Feeney’s reply came without hesitation. “Yeah, definitely,” he said. “I feel very strongly about my roots, and I will be very much committed to whatever you want to do.”
The two had been friends for about six years. A former schoolteacher from County Tipperary in Ireland, O’Dowd had emigrated to the United States in 1979 and cofounded Irish America, a journal that focused on prominent Irish Americans and was unapologetically pro-business and pro-nationalist. After coming across the magazine in 1987, Feeney had called O’Dowd to tell him how much he liked it and invited him to breakfast at Kaplan’s on East Fifty-ninth Street, a run-down diner that has since closed. O’Dowd said, “I found this guy sitting there in the corner, very unobtrusive, wearing a Mac, with nobody else around. He told me absolutely nothing about himself. I just assumed he was a businessman. He said he was very happy that somebody was finally chronicling the Irish American community because he felt that Americans had moved on too far from their roots.” They talked for most of the morning. After that, Feeney regularly called O’Dowd when he was in town. They would have coffee at Kaplan’s or lunch at P. J. Clarke’s, and the Irishman would go for weekends to Feeney’s house in Connecticut.
“We hit it off because basically he looks at the world as a fairly absurd place and so do I, to a large extent,” said O’Dowd. “He has a kind of put-down humor, self-deprecating.

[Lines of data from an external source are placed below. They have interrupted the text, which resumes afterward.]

PR #950, opened 2026-05-21
fix(scans): hide deep scan options for non-network sources

infinitewarp:
This change fixes a years-old misleading UI behavior that wrongly implied that the "deep scan" options applied to all source types.

Deep scan options (JBoss EAP/Fuse/WS checkboxes and alternate directories field) are only relevant to the backend API for network-type sources. Previously, these options appeared for all source types, causing confusion when creating scans for satellite, vcenter, openshift, rhacs, or ansible sources.

The scan modal now checks if at least one network source is included and only displays the deep scan section when applicable. This works for both single-source and multi-source scan creation flows.

Assisted-by: Claude Sonnet 4.5 <noreply@anthropic.com>

## Demo video

https://github.com/user-attachments/assets/f78abcdc-ed72-4e59-bb23-8b889f72ddc8

## Summary by Sourcery

Restrict deep scan options in the source scan modal to network-type sources and adjust related UI behavior accordingly.

Bug Fixes:
- Prevent deep scan checkboxes from appearing for non-network sources in the scan creation modal.
- Hide the search directories field when deep scan options are not applicable to the selected sources.

Tests:
- Add tests covering deep scan visibility for network, non-network, mixed, and undefined source selections, including conditional display of the search directories field.

### DIFF
--- a/src/views/sources/__tests__/addSourcesScanModal.test.tsx
+++ b/src/views/sources/__tests__/addSourcesScanModal.test.tsx
@@ -42,22 +42,6 @@ describe('AddSourceModal', () => {
 });
 
 describe('Conditional Deep Scan Display', () => {
-  const mockConnection = {
-    end_time: '2023-01-01T00:00:00Z',
-    id: 1,
-    report_id: 1,
-    source_systems_count: 1,
-    source_systems_failed: 0,
-    source_systems_scanned: 1,
-    source_systems_unreachable: 0,
-    start_time: '2023-01-01T00:00:00Z',
-    status: 'completed',
-    status_details: { job_status_message: 'Success' },
-    systems_count: 1,
-    systems_scanned: 1,
-    systems_failed: 0
-  };
-
   it('should show deep scan options when scanning a network source', async () => {
     const networkSources = [
       {
@@ -68,7 +52,6 @@ describe('Conditional Deep Scan Display', () => {
         hosts: ['host1'],
         exclude_hosts: [],
         credentials: [],
-        connection: mockConnection,
         ssl_cert_verify: false,
         disable_ssl: false
       }
@@ -94,7 +77,6 @@ describe('Conditional Deep Scan Display', () => {
         hosts: ['satellite.example.com'],
         exclude_hosts: [],
         credentials: [],
-        connection: mockConnection,
         ssl_cert_verify: true,
         disable_ssl: false
       }
@@ -118,7 +100,6 @@ describe('Conditional Deep Scan Display', () => {
         hosts: ['host1'],
         exclude_hosts: [],
         credentials: [],
-        connection: mockConnection,
         ssl_cert_verify: false,
         disable_ssl: false
       },
@@ -130,7 +111,6 @@ describe('Conditional Deep Scan Display', () => {
         hosts: ['satellite.example.com'],
         exclude_hosts: [],
         credentials: [],
-        connection: { ...mockConnection, id: 2 },
         ssl_cert_verify: true,
         disable_ssl: false
       }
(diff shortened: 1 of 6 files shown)


nicolearagao (approved):

src/views/sources/__tests__/addSourcesScanModal.test.tsx
```diff
@@ -41,6 +41,186 @@ describe('AddSourceModal', () => {
...
+    const networkSources = [
+      {
+        id: 1,
+        name: 'Network Source',
+        port: 22,
+        source_type: 'network',
+        hosts: ['host1'],
+        exclude_hosts: [],
+        credentials: [],
+        connection: mockConnection,
```
mirekdlugosz: `connection` is optional field (in backend response; UI types might disagree). We can remove this line and `mockConnection` object.

src/views/sources/__tests__/addSourcesScanModal.test.tsx
```diff
@@ -41,6 +41,186 @@ describe('AddSourceModal', () => {
...
+    ];
+
+    await act(async () => {
+      await render(<AddSourcesScanModal isOpen={true} sources={networkSources} />);
+    });
+
+    expect(screen.getByText(/deep-scan\.label/)).toBeInTheDocument();
+    expect(screen.getByText(/deep-scan\.jboss_eap/)).toBeInTheDocument();
+    expect(screen.getByText(/deep-scan\.jboss_fuse/)).toBeInTheDocument();
+    expect(screen.getByText(/deep-scan\.jboss_ws/)).toBeInTheDocument();
```
mirekdlugosz: I'm on the fence. This isn't wrong, and I like explicitness of these assertions. On the other hand, we rely on snapshots heavily and I feel we should use `expect().toMatchSnapshot()`. 

You can point agent at `src/components/secretInput/__tests__/secretInput.test.tsx` as an example of code where we use `render`, perform actions and still use snapshot tests. But we need to review snapshots to ensure they contain something we want.

mirekdlugosz (approved):
Conditionally ACK.

The code looks OK and I verified it works as advertised.   
But there are two things we could improve in tests. I don't think they are blocking, but at least removal of `mockConnection` should take no time at all.

src/views/sources/__tests__/addSourcesScanModal.test.tsx
infinitewarp: I pushed another commit (`test: replace explicit assertions with snapshots for deep scan display`) that switches these tests to use `expect(...).toMatchSnapshot(...)` instead.

src/views/sources/__tests__/addSourcesScanModal.test.tsx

He very consciously disdains everything that other people would make a fuss about. And he had this long-running dialogue with the waitress at Kaplan’s. They were always having a go at each other about his ‘meanness.’ She would say, ‘I suppose you only want boring tea?’ and he would say, ‘Just give me a glass of water.’ One time when someone at a nearby table started talking on a mobile phone, Chuck pulled out a large toy phone made of plastic and pretended to have a loud conversation.”